## Record set:
↓↓↓

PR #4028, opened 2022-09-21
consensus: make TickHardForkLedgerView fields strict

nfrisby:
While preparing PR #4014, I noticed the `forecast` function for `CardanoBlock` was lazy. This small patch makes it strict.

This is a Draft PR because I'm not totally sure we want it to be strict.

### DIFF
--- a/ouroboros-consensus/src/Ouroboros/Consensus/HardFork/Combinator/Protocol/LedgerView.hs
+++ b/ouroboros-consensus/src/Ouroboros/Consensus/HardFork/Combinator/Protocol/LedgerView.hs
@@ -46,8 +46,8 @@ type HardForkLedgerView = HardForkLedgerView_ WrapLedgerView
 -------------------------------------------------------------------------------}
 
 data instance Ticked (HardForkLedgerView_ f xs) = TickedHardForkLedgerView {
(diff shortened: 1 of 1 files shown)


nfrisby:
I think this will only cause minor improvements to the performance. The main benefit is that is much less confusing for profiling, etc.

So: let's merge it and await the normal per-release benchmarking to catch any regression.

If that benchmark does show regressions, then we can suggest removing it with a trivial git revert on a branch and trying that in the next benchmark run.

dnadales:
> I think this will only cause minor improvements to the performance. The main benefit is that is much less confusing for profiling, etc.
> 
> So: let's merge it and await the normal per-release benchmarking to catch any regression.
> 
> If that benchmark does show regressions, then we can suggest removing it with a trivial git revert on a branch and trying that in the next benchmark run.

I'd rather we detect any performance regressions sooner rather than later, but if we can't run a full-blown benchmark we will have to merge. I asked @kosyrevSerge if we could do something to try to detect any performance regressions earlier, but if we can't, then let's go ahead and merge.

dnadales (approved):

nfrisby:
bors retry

↑↑↑

Every entry above, from first to last, should be repeated exactly.

PR #4028, opened 2022-09-21
consensus: make TickHardForkLedgerView fields strict

nfrisby:
While preparing PR #4014, I noticed the `forecast` function for `CardanoBlock` was lazy. This small patch makes it strict.

This is a Draft PR because I'm not totally sure we want it to be strict.

### DIFF
--- a/ouroboros-consensus/src/Ouroboros/Consensus/HardFork/Combinator/Protocol/LedgerView.hs
+++ b/ouroboros-consensus/src/Ouroboros/Consensus/HardFork/Combinator/Protocol/LedgerView.hs
@@ -46,8 +46,8 @@ type HardForkLedgerView = HardForkLedgerView_ WrapLedgerView
 -------------------------------------------------------------------------------}
 
 data instance Ticked (HardForkLedgerView_ f xs) = TickedHardForkLedgerView {
(diff shortened: 1 of 1 files shown)


nfrisby:
I think this will only cause minor improvements to the performance. The main benefit is that is much less confusing for profiling, etc.

So: let's merge it and await the normal per-release benchmarking to catch any regression.

If that benchmark does show regressions, then we can suggest removing it with a trivial git revert on a branch and trying that in the next benchmark run.

dnadales:
> I think this will only cause minor improvements to the performance. The main benefit is that is much less confusing for profiling, etc.
> 
> So: let's merge it and await the normal per-release benchmarking to catch any regression.
> 
> If that benchmark does show regressions, then we can suggest removing it with a trivial git revert on a branch and trying that in the next benchmark run.

I'd rather we detect any performance regressions sooner rather than later, but if we can't run a full-blown benchmark we will have to merge. I asked @kosyrevSerge if we could do something to try to detect any performance regressions earlier, but if we can't, then let's go ahead and merge.

dnadales (approved):

nfrisby:
bors retry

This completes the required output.